2. Different tools to use spark.


@Renuka Peshwani, Spark is a data processing engine to develop faster and ease of use analytics. Spark ecosystem consist of below components.

  • Spark Core
    • Spark Core is the underlying general execution engine for the Spark platform that all other functionality is built on top of. It provides in-memory computing capabilities to deliver speed, a generalized execution model to support a wide variety of applications, and Java, Scala, and Python APIs for ease of development.
  • Spark SQL / Dataframe
    • Many data scientists, analysts, and general business intelligence users rely on interactive SQL queries for exploring data. Spark SQL is a Spark module for structured data processing. It provides a programming abstraction called DataFrames and can also act as distributed SQL query engine. It enables unmodified Hadoop Hive queries to run up to 100x faster on existing deployments and data. It also provides powerful integration with the rest of the Spark ecosystem (e.g., integrating SQL query processing with machine learning).
  • Spark Streaming
    • Many applications need the ability to process and analyze not only batch data, but also streams of new data in real-time. Running on top of Spark, Spark Streaming enables powerful interactive and analytical applications across both streaming and historical data, while inheriting Spark’s ease of use and fault tolerance characteristics. It readily integrates with a wide variety of popular data sources, including HDFS, Flume, Kafka, and Twitter.
  • Spark Machine Learning
    • Machine learning is critical piece in mining Big Data for actionable insights.

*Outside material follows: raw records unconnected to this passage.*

PR #1171, opened 2015-08-26
update docker daemon initialization to use subcommand vs -d flag

MHBauer:
this is kind of a nit change, but there was a switch from `docker -d` to `docker daemon` in base docker.

### DIFF
--- a/docs/install-manual.md
+++ b/docs/install-manual.md
@@ -55,8 +55,9 @@ This example uses the Docker Hub based `token` discovery service. Log into **eac
 
 1. Start the Docker daemon with the `-H` flag. This ensures that the Docker remote API on *Swarm Agents* is available over TCP for the *Swarm Manager*.
 
-		$ docker -H tcp://0.0.0.0:2375 -d
- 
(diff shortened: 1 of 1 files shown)


abronan:
Thanks @MHBauer! Yes we should stay in line with the docker engine doc ;) LGTM

thaJeztah:
Yes, LGTM (but be aware that this will only work on docker 1.8; not sure what the current requirements for Swarm are)

abronan:
@thaJeztah Good point! We should probably add a note instead saying that `-d` is deprecated in favor of `daemon` on engines > 1.8 then?

thaJeztah:
Might be worth adding. In Docker we only document the current version, but for Swarm it could well be that users are still on a slightly older version.

MHBauer:
Change it back and add a note?
Or keep the changes and add a note like:
"versions of docker prior to 1.8 used the deprecated `-d` flag instead of the `docker daemon` subcommand."

chanwit:
LGTM

thaJeztah:
thanks @MHBauer!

Built on top of Spark, MLlib is a scalable machine learning library that delivers both high-quality algorithms (e.g., multiple iterations to increase accuracy) and blazing speed (up to 100x faster than MapReduce). The library is usable in Java, Scala, and Python as part of Spark applications, so that you can include it in complete workflows.
  • GraphX
    • GraphX is a graph computation engine built on top of Spark that enables users to interactively build, transform and reason about graph structured data at scale. It comes complete with a library of common algorithms.

Super Collaborator

Can you clarify what information you have not learned from the Spark documentation?